**Problem**
Check each line of the listing below for the string "keyed", then copy every line that has it.

**Information supplied**
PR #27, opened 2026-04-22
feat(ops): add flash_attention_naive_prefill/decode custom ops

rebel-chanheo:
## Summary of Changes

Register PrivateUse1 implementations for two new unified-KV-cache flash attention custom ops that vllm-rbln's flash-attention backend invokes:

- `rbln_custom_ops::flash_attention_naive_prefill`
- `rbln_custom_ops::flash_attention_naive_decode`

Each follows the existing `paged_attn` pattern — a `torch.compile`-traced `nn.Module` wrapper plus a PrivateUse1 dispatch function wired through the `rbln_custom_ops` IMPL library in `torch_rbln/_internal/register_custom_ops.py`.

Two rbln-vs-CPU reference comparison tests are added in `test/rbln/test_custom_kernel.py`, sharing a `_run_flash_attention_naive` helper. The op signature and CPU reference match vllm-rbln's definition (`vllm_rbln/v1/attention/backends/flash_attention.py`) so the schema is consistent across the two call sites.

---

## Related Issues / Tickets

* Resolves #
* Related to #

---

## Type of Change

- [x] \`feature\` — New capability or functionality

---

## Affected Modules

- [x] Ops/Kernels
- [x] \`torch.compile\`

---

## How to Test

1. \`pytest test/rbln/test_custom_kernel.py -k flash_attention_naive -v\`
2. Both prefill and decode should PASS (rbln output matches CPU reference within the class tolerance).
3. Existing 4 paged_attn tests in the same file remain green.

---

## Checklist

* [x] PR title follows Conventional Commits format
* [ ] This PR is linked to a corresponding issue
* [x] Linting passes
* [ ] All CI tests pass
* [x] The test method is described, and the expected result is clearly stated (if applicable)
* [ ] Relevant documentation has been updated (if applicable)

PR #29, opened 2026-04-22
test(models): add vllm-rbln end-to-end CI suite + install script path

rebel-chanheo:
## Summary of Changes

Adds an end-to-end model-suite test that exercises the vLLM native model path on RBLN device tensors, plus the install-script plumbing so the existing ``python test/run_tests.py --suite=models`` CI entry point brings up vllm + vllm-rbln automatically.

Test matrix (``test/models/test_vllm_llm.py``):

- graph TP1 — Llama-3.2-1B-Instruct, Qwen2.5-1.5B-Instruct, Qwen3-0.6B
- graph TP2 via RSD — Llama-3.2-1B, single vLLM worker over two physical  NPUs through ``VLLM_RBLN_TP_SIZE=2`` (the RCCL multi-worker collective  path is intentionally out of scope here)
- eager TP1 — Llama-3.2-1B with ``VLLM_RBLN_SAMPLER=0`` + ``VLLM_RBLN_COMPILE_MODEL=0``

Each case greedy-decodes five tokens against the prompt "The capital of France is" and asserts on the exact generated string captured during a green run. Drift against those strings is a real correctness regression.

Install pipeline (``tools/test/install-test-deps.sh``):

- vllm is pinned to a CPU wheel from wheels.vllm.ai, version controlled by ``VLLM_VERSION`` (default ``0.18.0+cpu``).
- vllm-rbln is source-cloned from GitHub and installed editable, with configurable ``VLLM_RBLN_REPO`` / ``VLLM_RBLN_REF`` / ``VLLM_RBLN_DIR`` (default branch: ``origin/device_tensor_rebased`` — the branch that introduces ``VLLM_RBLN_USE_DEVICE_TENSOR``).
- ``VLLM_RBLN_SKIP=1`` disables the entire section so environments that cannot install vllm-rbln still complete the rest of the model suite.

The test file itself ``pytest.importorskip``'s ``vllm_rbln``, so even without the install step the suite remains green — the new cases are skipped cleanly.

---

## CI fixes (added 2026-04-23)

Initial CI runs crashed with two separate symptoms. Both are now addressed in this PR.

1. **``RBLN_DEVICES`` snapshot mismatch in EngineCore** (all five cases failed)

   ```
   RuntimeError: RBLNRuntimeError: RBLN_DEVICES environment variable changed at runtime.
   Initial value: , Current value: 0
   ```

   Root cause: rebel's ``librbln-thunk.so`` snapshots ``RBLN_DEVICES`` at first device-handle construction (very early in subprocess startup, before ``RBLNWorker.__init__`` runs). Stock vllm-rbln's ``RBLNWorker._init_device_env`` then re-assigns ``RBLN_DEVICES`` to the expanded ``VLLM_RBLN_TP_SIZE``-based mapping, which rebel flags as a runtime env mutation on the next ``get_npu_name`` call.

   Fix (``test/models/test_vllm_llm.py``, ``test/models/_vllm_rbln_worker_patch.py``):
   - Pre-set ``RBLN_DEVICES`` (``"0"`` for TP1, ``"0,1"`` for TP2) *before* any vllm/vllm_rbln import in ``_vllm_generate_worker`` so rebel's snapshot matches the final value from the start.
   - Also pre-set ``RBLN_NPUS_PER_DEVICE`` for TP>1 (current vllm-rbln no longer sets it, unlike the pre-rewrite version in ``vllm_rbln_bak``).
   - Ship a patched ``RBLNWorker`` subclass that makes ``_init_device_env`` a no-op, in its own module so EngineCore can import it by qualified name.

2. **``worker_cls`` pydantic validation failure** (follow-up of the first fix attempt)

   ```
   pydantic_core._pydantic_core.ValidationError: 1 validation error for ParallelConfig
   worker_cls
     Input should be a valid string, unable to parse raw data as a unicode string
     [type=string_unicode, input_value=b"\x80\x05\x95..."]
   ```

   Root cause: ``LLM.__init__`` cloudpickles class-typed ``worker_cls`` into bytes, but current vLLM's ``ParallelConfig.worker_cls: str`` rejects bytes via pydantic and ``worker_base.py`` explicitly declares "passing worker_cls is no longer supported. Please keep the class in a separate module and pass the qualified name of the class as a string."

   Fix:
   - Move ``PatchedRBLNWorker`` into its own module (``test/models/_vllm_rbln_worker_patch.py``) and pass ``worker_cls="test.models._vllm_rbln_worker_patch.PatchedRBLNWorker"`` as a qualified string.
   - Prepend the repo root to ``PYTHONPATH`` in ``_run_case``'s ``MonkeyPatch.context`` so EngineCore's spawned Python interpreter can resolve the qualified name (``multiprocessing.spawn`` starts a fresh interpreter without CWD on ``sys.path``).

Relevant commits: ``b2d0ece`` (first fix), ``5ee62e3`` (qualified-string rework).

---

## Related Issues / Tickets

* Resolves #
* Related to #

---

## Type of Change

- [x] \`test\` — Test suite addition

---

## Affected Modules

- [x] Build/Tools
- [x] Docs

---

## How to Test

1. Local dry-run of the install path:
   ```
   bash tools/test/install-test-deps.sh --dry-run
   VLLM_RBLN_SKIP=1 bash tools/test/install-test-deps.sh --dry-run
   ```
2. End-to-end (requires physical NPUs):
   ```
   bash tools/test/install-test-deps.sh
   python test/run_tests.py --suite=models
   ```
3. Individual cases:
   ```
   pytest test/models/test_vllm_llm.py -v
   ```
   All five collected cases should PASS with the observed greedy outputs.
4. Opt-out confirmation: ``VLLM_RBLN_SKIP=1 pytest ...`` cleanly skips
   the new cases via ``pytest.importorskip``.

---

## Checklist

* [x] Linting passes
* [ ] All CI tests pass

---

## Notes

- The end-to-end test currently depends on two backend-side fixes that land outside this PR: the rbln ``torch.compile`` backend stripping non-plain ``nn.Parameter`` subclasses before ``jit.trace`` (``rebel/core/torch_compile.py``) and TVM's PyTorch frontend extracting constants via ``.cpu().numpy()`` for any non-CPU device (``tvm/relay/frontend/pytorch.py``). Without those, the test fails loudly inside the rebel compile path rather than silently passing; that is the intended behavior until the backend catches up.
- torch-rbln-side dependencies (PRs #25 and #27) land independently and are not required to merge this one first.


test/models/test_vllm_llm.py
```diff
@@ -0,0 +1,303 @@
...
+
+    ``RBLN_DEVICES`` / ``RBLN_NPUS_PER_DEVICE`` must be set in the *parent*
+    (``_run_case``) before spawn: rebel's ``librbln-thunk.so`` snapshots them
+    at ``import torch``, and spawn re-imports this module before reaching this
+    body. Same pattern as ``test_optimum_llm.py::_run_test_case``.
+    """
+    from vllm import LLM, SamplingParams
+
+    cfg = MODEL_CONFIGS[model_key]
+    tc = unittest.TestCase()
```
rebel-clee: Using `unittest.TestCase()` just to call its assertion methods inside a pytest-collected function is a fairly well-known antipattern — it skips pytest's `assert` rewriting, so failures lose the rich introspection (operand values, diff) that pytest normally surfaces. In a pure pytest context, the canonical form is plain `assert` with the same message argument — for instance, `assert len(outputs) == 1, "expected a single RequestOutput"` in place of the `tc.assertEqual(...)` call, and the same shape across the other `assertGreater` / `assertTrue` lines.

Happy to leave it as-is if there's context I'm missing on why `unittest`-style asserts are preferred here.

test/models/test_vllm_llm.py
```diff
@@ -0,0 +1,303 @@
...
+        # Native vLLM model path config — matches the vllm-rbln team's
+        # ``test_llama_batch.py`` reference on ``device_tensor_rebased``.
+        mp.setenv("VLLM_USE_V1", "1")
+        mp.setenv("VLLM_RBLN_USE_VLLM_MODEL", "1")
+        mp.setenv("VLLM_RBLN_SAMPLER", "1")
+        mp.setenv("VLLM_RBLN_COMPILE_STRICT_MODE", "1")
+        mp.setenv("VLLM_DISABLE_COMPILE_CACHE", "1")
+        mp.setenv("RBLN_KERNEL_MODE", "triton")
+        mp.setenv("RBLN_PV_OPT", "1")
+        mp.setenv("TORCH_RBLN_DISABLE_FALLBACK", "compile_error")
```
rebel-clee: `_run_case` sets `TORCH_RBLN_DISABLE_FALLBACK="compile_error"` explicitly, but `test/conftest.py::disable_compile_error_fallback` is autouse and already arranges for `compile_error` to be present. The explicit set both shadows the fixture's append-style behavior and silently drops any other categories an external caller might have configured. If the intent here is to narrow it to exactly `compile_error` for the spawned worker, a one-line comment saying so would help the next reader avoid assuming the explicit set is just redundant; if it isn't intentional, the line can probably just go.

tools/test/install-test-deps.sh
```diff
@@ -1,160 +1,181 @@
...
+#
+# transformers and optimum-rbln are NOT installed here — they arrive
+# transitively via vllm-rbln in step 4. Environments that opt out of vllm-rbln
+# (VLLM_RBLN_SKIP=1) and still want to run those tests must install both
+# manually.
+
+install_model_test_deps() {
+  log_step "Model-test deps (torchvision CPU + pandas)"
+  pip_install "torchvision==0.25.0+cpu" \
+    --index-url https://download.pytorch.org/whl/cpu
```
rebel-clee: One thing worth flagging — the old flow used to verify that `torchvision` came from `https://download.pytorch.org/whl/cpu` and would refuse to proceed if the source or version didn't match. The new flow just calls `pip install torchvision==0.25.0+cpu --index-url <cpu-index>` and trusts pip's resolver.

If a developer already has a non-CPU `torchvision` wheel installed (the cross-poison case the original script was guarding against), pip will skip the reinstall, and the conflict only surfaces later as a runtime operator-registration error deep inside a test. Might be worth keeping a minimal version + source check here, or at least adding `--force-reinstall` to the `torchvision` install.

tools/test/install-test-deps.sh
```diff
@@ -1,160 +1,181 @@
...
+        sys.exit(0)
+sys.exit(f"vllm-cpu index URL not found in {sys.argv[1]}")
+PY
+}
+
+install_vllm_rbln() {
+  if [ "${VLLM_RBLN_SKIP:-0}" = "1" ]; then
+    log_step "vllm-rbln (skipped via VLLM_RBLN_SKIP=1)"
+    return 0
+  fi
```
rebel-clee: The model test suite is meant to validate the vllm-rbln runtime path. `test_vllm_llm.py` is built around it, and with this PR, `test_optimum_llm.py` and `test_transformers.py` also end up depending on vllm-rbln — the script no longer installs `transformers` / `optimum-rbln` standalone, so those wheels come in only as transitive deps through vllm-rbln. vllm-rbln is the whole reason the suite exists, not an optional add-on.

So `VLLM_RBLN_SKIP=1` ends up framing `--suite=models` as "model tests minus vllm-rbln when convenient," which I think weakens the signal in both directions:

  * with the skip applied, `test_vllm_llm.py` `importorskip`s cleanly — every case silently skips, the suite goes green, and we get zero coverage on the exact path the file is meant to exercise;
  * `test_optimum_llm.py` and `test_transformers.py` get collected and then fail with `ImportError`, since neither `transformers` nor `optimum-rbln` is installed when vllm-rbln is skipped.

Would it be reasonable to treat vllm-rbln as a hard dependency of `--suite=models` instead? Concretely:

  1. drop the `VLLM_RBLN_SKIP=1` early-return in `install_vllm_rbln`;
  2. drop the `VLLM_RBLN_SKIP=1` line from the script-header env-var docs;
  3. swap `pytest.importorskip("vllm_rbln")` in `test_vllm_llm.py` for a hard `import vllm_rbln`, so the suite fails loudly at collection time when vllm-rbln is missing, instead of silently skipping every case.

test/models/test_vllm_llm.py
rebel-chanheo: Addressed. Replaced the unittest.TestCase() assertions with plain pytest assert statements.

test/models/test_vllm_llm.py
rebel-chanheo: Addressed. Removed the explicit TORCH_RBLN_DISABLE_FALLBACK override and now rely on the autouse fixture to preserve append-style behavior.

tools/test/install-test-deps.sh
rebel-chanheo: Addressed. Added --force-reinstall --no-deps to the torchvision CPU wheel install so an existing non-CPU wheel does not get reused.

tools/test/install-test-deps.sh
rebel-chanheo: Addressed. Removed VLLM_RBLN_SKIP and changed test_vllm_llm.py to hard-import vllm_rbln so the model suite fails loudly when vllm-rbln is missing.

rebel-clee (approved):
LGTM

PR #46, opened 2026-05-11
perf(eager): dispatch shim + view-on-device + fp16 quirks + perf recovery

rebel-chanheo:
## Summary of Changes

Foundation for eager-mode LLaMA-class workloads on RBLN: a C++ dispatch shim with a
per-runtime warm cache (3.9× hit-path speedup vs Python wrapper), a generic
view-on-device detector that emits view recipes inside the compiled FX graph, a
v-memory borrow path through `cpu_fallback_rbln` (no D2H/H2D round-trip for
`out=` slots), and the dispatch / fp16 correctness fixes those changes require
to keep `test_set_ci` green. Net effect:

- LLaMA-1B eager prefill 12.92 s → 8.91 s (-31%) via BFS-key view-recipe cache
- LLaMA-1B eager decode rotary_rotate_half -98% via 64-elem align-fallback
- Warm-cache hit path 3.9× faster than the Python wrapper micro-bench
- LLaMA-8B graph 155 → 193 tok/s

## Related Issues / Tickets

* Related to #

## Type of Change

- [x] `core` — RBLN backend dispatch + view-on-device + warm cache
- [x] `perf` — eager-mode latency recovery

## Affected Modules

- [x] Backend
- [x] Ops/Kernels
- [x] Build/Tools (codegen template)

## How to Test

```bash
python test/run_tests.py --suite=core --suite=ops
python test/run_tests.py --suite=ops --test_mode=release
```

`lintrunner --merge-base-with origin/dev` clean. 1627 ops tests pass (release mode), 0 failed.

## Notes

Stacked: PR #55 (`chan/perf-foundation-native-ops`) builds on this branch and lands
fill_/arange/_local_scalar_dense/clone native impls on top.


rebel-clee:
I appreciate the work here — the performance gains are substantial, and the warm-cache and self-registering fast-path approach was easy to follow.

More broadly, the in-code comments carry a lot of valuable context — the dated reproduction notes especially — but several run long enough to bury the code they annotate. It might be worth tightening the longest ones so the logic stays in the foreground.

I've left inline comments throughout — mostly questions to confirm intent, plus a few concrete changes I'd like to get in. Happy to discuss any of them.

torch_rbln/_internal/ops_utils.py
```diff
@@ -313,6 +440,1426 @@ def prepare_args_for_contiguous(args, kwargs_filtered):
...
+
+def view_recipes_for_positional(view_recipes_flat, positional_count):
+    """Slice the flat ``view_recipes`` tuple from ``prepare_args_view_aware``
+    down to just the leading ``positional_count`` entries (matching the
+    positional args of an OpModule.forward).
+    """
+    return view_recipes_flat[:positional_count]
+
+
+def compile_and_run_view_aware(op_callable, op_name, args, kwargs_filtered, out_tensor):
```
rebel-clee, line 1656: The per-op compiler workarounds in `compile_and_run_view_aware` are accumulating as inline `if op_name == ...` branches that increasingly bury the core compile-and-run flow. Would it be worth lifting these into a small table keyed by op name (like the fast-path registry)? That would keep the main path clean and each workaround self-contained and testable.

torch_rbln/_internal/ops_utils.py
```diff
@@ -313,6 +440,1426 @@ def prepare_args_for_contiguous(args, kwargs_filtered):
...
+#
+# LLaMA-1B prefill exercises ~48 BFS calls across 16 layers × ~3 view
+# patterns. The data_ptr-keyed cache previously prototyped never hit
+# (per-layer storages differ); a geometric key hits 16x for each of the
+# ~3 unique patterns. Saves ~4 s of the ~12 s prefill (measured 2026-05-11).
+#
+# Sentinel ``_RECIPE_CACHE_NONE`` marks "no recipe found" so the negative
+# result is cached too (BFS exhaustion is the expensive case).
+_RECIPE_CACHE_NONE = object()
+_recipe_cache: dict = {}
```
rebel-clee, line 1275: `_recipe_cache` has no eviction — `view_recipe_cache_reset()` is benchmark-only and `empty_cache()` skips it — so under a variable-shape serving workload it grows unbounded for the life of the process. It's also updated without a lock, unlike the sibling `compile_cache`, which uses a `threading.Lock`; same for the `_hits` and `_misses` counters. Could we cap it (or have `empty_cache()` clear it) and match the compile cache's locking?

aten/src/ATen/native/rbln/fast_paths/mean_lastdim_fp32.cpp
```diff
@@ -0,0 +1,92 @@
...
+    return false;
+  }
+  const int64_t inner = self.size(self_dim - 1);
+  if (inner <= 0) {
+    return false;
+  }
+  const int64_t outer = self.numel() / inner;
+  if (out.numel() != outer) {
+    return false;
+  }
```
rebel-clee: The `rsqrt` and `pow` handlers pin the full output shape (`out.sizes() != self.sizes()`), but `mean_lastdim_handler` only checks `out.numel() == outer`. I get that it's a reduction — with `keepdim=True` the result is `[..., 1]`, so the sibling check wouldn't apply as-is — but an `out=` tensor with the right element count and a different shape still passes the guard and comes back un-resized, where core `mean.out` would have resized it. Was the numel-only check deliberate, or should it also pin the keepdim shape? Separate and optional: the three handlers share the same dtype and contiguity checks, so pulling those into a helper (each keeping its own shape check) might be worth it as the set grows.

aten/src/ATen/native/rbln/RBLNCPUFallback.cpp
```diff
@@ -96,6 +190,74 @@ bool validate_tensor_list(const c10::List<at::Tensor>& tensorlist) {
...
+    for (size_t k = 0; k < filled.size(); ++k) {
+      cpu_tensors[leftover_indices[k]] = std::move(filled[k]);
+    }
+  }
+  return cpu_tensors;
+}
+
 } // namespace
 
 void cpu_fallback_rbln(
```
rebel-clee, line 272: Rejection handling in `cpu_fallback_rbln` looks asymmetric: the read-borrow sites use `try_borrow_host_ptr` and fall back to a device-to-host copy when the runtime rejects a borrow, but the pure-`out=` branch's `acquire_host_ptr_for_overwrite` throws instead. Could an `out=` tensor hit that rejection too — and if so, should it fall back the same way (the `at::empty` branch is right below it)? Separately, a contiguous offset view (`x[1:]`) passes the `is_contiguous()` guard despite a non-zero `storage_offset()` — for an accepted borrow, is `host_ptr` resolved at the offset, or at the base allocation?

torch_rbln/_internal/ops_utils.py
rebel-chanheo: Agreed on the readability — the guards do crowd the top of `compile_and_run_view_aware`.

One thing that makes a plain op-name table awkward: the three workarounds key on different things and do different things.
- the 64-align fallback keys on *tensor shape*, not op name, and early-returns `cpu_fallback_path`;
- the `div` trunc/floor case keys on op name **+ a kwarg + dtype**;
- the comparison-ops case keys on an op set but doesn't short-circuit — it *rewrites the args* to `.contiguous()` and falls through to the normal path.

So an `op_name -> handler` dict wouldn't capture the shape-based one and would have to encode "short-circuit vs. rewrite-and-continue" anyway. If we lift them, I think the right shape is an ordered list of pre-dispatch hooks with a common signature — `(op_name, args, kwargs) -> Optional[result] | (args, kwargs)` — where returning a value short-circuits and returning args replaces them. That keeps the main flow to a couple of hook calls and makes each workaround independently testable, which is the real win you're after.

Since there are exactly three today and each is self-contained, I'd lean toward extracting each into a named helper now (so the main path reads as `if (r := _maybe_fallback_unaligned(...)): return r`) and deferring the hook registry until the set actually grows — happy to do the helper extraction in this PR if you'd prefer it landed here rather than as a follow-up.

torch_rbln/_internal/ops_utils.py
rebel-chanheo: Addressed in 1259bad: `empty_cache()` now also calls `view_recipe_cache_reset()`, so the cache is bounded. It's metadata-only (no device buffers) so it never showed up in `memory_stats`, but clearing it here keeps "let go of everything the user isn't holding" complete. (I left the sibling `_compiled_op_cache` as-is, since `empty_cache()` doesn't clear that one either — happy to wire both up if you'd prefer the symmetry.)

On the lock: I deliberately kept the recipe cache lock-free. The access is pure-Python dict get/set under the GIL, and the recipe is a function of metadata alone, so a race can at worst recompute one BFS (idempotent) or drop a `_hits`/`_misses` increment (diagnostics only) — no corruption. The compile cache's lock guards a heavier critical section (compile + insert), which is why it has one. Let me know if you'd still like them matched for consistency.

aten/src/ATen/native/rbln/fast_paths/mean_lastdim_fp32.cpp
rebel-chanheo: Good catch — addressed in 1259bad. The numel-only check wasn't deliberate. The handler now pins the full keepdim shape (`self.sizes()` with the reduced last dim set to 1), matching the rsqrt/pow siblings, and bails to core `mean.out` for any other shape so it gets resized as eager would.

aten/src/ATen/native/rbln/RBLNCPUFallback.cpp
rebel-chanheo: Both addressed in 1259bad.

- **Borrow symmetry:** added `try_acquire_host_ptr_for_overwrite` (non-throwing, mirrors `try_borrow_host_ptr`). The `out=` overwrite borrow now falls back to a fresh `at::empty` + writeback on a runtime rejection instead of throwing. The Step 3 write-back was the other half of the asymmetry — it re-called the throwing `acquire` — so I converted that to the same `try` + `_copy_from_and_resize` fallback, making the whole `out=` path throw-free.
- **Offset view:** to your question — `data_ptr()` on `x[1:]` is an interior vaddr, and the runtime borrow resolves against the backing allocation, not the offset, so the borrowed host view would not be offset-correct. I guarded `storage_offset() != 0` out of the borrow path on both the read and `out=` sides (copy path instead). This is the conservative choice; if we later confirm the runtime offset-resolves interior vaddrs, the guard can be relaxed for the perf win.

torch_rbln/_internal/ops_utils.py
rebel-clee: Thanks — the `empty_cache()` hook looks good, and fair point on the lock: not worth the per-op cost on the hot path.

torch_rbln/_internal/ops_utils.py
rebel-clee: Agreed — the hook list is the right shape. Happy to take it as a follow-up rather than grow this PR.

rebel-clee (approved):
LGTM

**Response to the task**
rebel-clee, line 1656: The per-op compiler workarounds in `compile_and_run_view_aware` are accumulating as inline `if op_name == ...` branches that increasingly bury the core compile-and-run flow. Would it be worth lifting these into a small table keyed by op name (like the fast-path registry)? That would keep the main path clean and each workaround self-contained and testable.
+# patterns. The data_ptr-keyed cache previously prototyped never hit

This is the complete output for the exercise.